The new rules will also allow companies to claim possible and probable reserves, in addition to the current system that limits them to proved developed reserves.

As well, oil sands producers will be able to book their bitumen reserves as oil and gas resources, not just mining reserves.

The SEC itself acknowledged the flaws in the old regulations, saying the “use of the average price will maximize the comparability of reserves estimates among companies and mitigate the distortion of the estimates that arises when using a single pricing date.”

Final rules not published

Although the SEC has yet to publish the final rules, despite adopting the new rules on Dec. 29, Canadian producers are hopeful the change will reduce the impact of price volatility when they estimate the value of assets they own.

But they have still to escape the consequences of last year’s price nosedive.

“Any oil sands companies filing U.S.-type disclosure for the 2008 year-end may have to write off a significant portion of their proved bitumen reserves, given that bitumen prices are extremely low right now,” said Phil Welch, president of the consulting firm of McDaniel & Associates.

Writedowns won’t necessarily affect share values, assuming producers are able to re-book that oil at the end of 2009, but a drop in reserve values could make it even tougher for producers to negotiate debt given that banks use reserves as a key indicator of corporate long-term viability, Chris Feltin, an analyst with Tristone Capital, told the Globe and Mail.





SEC approves new rules for oil reserves

The Securities and Exchange Commission on Dec. 29 approved updated rules for energy companies that will require them to provide more detailed information to investors when reporting oil and gas reserves.

Reserves are an oil company’s most valuable asset and a critical indicator of its long-term financial prospects. Any reduction in their estimated size is a concern for investors.

The SEC’s reporting rules for oil and natural gas reserves were adopted more than 25 years ago, and the changes are intended to reflect technological changes in how oil companies determine their proven reserves.

“These updates to the SEC rules will help ensure more meaningful and comprehensive disclosure of information that, even though it does not appear on a company’s balance sheet, is of significance to investors in making informed investment decisions,” SEC Chairman Christopher Cox said in a statement.

Changes approved unanimously

The changes were proposed in June and opened to a 60-day public comment period. The SEC approved the changes unanimously.

The newly adopted revisions:

*Allow companies to use new technologies to determine proven oil and gas reserves provided the technologies have been shown to lead to reliable assessments.

*Allow companies to disclose their probable and possible reserves to investors.
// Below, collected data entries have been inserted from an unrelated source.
Issue #4615, opened 2024-02-20
Quickwit consumes a lot of RAM when indexing on 1000 indexes and more


fmassot:
An indexer can take more than 15GB; it was observed on a k8s cluster, which has 1000 indexes.

Possible explanation: we have several queues in a given indexing pipeline, and each queue can stack up to X messages. For example, the queue size of the doc processor is 10, and given that the source is generating a message of size 1MB, we can deduce it will take 10GB if doc processor queues are full for all indexes... 

We should first confirm this is the correct explanation.

Possible solution: define a RAM budget at the server level and use it to limit the number of messages waiting in the doc processor queue (or other actors?). The budget could be equivalent to the ingest API memory budget.

trinity-1686a:
I've instrumented quickwit to know where allocation happened. On a quickwit running just the indexer service, with 1.5k indexes all getting fed lightly, i get 8.9GiB allocated memory with following usages:

- mrecordlog: 750MiB 
- quickwit_ingest: 1.0GiB
        inside a ServiceStream containing a tonic Streaming decoder 
- hyper::proto: 780MiB
        protobuf records for MRecordBatch inside a FetchMessage
        420MiB of serializing things in StoreWriter, some SegmentWriter and FastFieldsWriter...
- IndexerState::index_batch: 5.4GiB
        stacker's MemoryArena: 2.9 GiB (inside Page) 
        stacker'd ArenaHashMap: 1.3 GiB
        SingleSegmentIndexWriter::add_document: 640MiB (about half StoreWriter, then some Segment and FastField writers)


we could maybe reduce the size of an arena Page (currently 1MiB), as this seems to be mostly page allocated while creating the structure, and rarely any new allocation after a page gets filled, but this could cost performance in a workload indexing more on fewer indexes.
Some goes for ArenaHashMap's size

or we could start less indexing pipelines at once, going through all docs in one queue, committing as soon as the queue is empty, and leaving that index alone for some time while working on others, and getting back after a short while

fulmicoton:
are you using cooperative indexing?

fulmicoton:
`enable_cooperative_indexing: true` in the indexer config.

trinity-1686a:
with cooperative indexing, things are much more tame.
If I increase the number of concurrent request (i'm currently at 800), memory is dominated by buffers allocated in warp/hyper, to handle the request's body. I assume they are quickly given to us, and we keep them for some time, passing them around

[...]

PR #4629, opened 2024-02-26
add semaphore on reading http body

trinity-1686a:
### Description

Until now, SEC rules limited disclosure only to proved reserves.

*Require companies to report oil and gas reserves using an average price based on the prior 12-month period rather than year-end prices.
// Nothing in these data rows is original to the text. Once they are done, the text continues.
PR #4652, opened 2024-02-29
Add REST endpoint to parse a query into a query AST.

fmassot:
Useful for debugging and for a UI that would want to use the AST.


fulmicoton (approved):

fulmicoton:
@fmassot great idea! Note that this AST is transformed depending on the schema.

*Require companies to certify the independence of petroleum auditors that audit their assessments of reserves.

The American Petroleum Institute, the industry’s trade association, said it was reviewing the new rules and had no immediate comment.

In August 2004, the SEC fined Royal Dutch/Shell Group $120 million — one of the largest penalties against a company in an accounting case — in connection with the overstatement of oil and gas reserves. The Anglo-Dutch oil giant’s disclosure that year of reserve inflation stunned shareholders and the oil industry, and led to the dismissal of several top executives.

The company neither admitted nor denied wrongdoing in agreeing to pay the civil fine.